Sıla yatağın üzerine duran elbiseleri alıp banyoya girdi.
Baran ceketini çıkarıp yatağın köşesine oturdu. Çok yorgundu bedeninden daha çok gönlü yorulmuştu. Kardeşinin yasını dahi tutmadan bütün bunlarla uğraşıyordu. Kapattı gözlerini.

Sıla banyodan çıkıp yatakta uyuya kalan Baranı görünce irkilip yavaşça yürüdü odanın içinde.
Beşikte uyuyan küçük kıza baktı mışıl mışıl uyuyorduk. Üzerini örtüp koltuğa geçip oturdu. Duş aldıktan sonra vücudundaki tüm yaraların acısı nüksetmeye başlamıştı fark etmediği ne kadar çok yara açmıştı Baran vücuduna. Anımsadı eski yıllarını Baranın ona bir buzdan insanmış gibi narince dokunduğunu hatta dokunmaya kıyamadığını.
Geçirdi içinden:
- Bu hale mi düşecektik bu halde mi tekrar karşılaşacaktık. Hepsi bir kabus gibi ve sen artık bu kabusların prensi değilsin.
Islak saçına takılan tarak kolundaki yaraya denk gelince acıdan inledi. İnleme sesi Baranın da uyanmasına sebep oldu.
Araladı gözlerini karşısında pijamalarla oturan ıslak saçlı olan Sıla'yı görünce bir anlık kendini kaybetti.
Doğrulup izledi onu giydiği kısa kolundan görünüyordu kollarındaki yaralar. Ona gerçekten bu kadar zarar verdiğinden haberi yoktu.
Yataktan kalkıp yanına doğru yürüdü.
Elini çenesine koyup havaya kaldırdı yüzünü. Sıla ne olduğuna anlam veremeden yüzüne  baktı . Önünde diz çöküp kanayan kolunu tutup çevirdi kendine.
-Derin görünüyor.
Koluna göz gezdirirken bıraktığı tüm morluklar birer birer çarptı gözüne.
Komidinin altından sağlık çantasını alıp yanına geçip oturdu.
-Uzat kolunu.
Sıla sesini çıkarmadan dediğini yaptı.
Baran biraz pamuk alıp ilaç döktükten sonra kanayan yarasına bastırdı.
Sıla o acıyla elini Baranın bacağına atıp pantolonunu sımsıkı tuttu.
Baran sesini çıkarmadan devam etti.
Kolunu ve diğer yaralarını sandıktan sonra yanından kalktı.
-Yatağa geçip uyu.
-Burada iyiyim.
-Dediğimi yap.
Sıla oturduğu yerden kalkıp yatağa geçti. İnlemeleriyle kapattı gözlerini.

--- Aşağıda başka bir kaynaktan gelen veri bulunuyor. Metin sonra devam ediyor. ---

PR #713, opened 2013-04-24
Pooled curb v1

brupm:
- Uses https://github.com/jugend/common-pool to allow for high-performance HTTP requests for a multi-threaded environment.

-Gelin hanım. Gelin hanım. Sıla kızım.
Başında gelen sesle açtı gözlerini gün çoktan doğmuştu.
-Uyan hadi kızım nikaha bir saat kaldı.
Kadının yüzüne baktı anlamsızca en dibe vurmuştu.
Yerinden kalkıp karşısında duran gelinliğe baktı.
Bütün bu olanlar gerçekti o asla bu kabustan uyanamayacaktı.
-Hadi kalk bakalım. Herkes seni bekliyor.
Sıla biliyordu artık söyleyeceği yapacağı tek bir şeyin anlamı bile yoktu sadece günün sonunda kendi canı yanacaktı. Kurbanlık koyun gibi kalkıp gelinliği alıp banyoya girdi.
-Ben kendim hazırlanırım siz çıkın.
Kadın odadan çıkıp aşağıya indi.
Baran soran gözlerle baktı kadının yüzüne
-Kendisi hazırlanmak istedi Beyim.
Baran merdivenleri çıkıp kapının önünde durdu. Onun kaçmasına bir daha tahammül edecek halde değildi.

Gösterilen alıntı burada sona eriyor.